We did not start this war. But we will end it. And we will win. The time for waiting is over. The time for half-measures is over. The time for groveling before corporate interests, before foreign governments, before the economic mercenaries who profit from our decline, is over. We will not allow another factory to be shuttered and sent overseas. We will not accept another trade deal that hands our future to foreign competitors. We will not bow to the multinational elites who see this nation as nothing more than a market to be exploited, as nothing more than a source of cheap, desperate labor. No more.


It is time to put America first—not in rhetoric, not in campaign slogans, but in policy, in action, in law. It is time to break the corporations that have grown fat off our losses, to hold accountable the executives who have hollowed out our industries, to strip away the tax incentives that reward companies for sending jobs overseas. It is time to make it clear that America’s wealth, America’s power, America’s future will no longer be dictated by those who owe no allegiance to its people.


This is not an abstract fight. This is not an intellectual debate for think tanks and economists who have never seen the inside of a factory, never worked a midnight shift, never watched their town die because the mill closed and never reopened. This is a fight for survival. This is a fight for sovereignty. This is a fight for the very soul of this nation. And we will not lose.


They wanted a global economy.
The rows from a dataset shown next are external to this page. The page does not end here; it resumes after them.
PR #523, opened 2023-06-25
Strict vertex limits

malexandru-rdx:
Vertex prepare stops after first limit exceeded.
Adds VertexPrepareMetrics which tracks proposal size, wasted bandwidth and why prepare stopped (vertex limits).
Sneaks up a fix in limits :).


core-rust/state-manager/src/limits.rs
```diff
@@ -162,16 +175,24 @@ impl VertexLimitsTracker {
...
+        Ok(self.check_filled())
+    }
+}
+
+pub trait HasUnit {
+    fn unit() -> Self;
+}
+
+impl HasUnit for ExecutionMetrics {
+    fn unit() -> Self {
```
dhedey, line 187: I feel like `unit` is a bit of a weird concept. It's usually used for the multiplicative identity - but that doesn't make sense in this context.

Really you're after "minimum_for_transaction" - in which case eg `max_wasm_memory_used` is 0 because a transaction doesn't need that.

But in any case, I'm not sure if this is a particularly useful check in its current form? :)

core-rust/state-manager/src/metrics.rs
```diff
@@ -211,6 +218,31 @@ impl CommittedTransactionsMetrics {
     }
 }
 
+impl VertexPrepareMetrics {
+    pub fn new(registry: &Registry) -> Self {
+        Self {
+            proposal_transactions_size: IntGauge::with_opts(opts(
```
dhedey, line 224: These feel a little weird to be gauges - I imagine you want to use a (basic) Summary instead, or a Histogram?

core-rust/state-manager/src/metrics.rs
```diff
@@ -408,3 +440,30 @@ impl MetricLabel for MempoolAddError {
         }
     }
 }
+
+#[derive(Debug, Clone, Copy, PartialEq, Eq)]
+pub enum VertexPrepareStopReason {
+    Normal,
```
dhedey, line 446: What does Normal mean? All proposal transactions fitted into the vertex?

dhedey: Maybe `ProposalComplete` might make sense instead of `Normal`?

core-rust/state-manager/src/metrics.rs
```diff
@@ -408,3 +440,30 @@ impl MetricLabel for MempoolAddError {
...
+    type StringReturnType = &'static str;
+
+    fn prometheus_label_name(&self) -> Self::StringReturnType {
+        match self {
+            VertexPrepareStopReason::Normal => "Normal",
+            VertexPrepareStopReason::EpochChange => "EpochChange",
+            VertexPrepareStopReason::LimitExceeded(limit_exceeded) => match limit_exceeded {
+                VertexLimitsExceeded::TransactionsCount => "TransactionsCountExceeded",
+                VertexLimitsExceeded::TransactionsSize => "TransactionsSizeExceeded",
+                VertexLimitsExceeded::ExecutionCostUnitsConsumed => "ExecutionCostUnitsConsumed",
```
dhedey, line 461: Just a note - the suffix here is inconsistent with the rest

core-rust/state-manager/src/metrics.rs
```diff
@@ -408,3 +440,30 @@ impl MetricLabel for MempoolAddError {
...
+                VertexLimitsExceeded::SubstateReadSize => "SubstateReadSizeExceeded",
+                VertexLimitsExceeded::SubstateReadCount => "SubstateReadCountExceeded",
+                VertexLimitsExceeded::SubstateWriteSize => "SubstateWriteSizeExceeded",
+                VertexLimitsExceeded::SubstateWriteCount => "SubstateWriteCountExceeded",
```
dhedey, line 465: On reflection, I'd suggest we phrase these as `_LimitReached` instead of `_Exceeded` - as "Exceeded" sounds like an error to me :)

dhedey (commented):
Nice stuff. Could I request this is rebased / updated to merge into #529 if we want to merge it  for RCnet-V2? :)

core-rust/state-manager/src/metrics.rs
jakrawcz-rdx: I'd go for a single `wasted_proposal_space_size: Histogram` (I am assuming we already have other metrics for count and size distribution of committed transactions).

The gauge would give you a an exact value of a _very_ rare sample - I really believe that knowing an accurate-enough distribution of all samples is better.

jakrawcz-rdx (commented):
Very cool, I love the `StopReason` metric.
Just some minor suggestions.

core-rust/state-manager/src/metrics.rs
malexandru-rdx: We do have for size and count of committed **transactions**. This captures proposals. I'm interested in both how big (or small) the proposals are, as well as the wasted bandwidth.

A Histogram indeed makes more sense.

dhedey: The point is that a Gauge metric isn't useful in this context, as it gives a snapshot of the last quantity when the metric was read, but really you want some kind of summary of things, for two reasons:
* In case multiple things happened between reads
* So you can sensibly aggregate distributions over time

core-rust/state-manager/src/metrics.rs
```diff
@@ -134,62 +145,118 @@ impl CommittedTransactionsMetrics {
...
             )
             .registered_at(registry),
             substate_read_size: new_histogram(
                 opts(
                     "committed_transactions_substate_read_size",
                     "Total (per committed transaction) substate read size in bytes.",
                 ),
-                // TODO(RCnet-V3): update once max substate reads can be limited at execution
-                Self::buckets(DEFAULT_MAX_TOTAL_VERTEX_SUBSTATE_READ_SIZE),
+                // TODO: update once max substate reads can be limited at execution
```
dhedey, line 166: Why have you removed the RCnet-V3 from these comments?

dhedey: In general I'd like the TODOs to capture when we believe they need to be done for

core-rust/state-manager/src/metrics.rs
```diff
@@ -258,6 +325,26 @@ fn equidistant_buckets(number_of_buckets: usize, min: f64, max: f64) -> Vec<f64>
         .collect()
 }
 
+// Given a limit, builds buckets for a Histogram with higher resolution for higher values.
```
dhedey, line 328: Very nice, appreciate the comments! :)

dhedey (approved):
Nice stuff, thanks! :)

core-rust/state-manager/src/metrics.rs
malexandru-rdx: Not sure, probably this was `git merge`. I'll change back and merge.

PR #528, opened 2023-06-27
Update/For Elm

dhedey:
WIP


dhedey:
Closing in favour of https://github.com/radixdlt/babylon-node/pull/529 because it turns out there was some ref called `update` which is breaking git clones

They wanted open borders for goods and closed doors for accountability. They wanted America weakened, divided, dependent. But they underestimated us. They underestimated the strength of a people who refuse to be ruled by corporate oligarchs and foreign creditors. They underestimated the resolve of a nation that has been pushed too far, that has been robbed too many times, that is ready to fight for what is rightfully theirs.


Let the CEOs tremble. Let the politicians who signed away our sovereignty panic. Let the global financial elite take notice. The American people are awake. And we are coming to take back what is ours.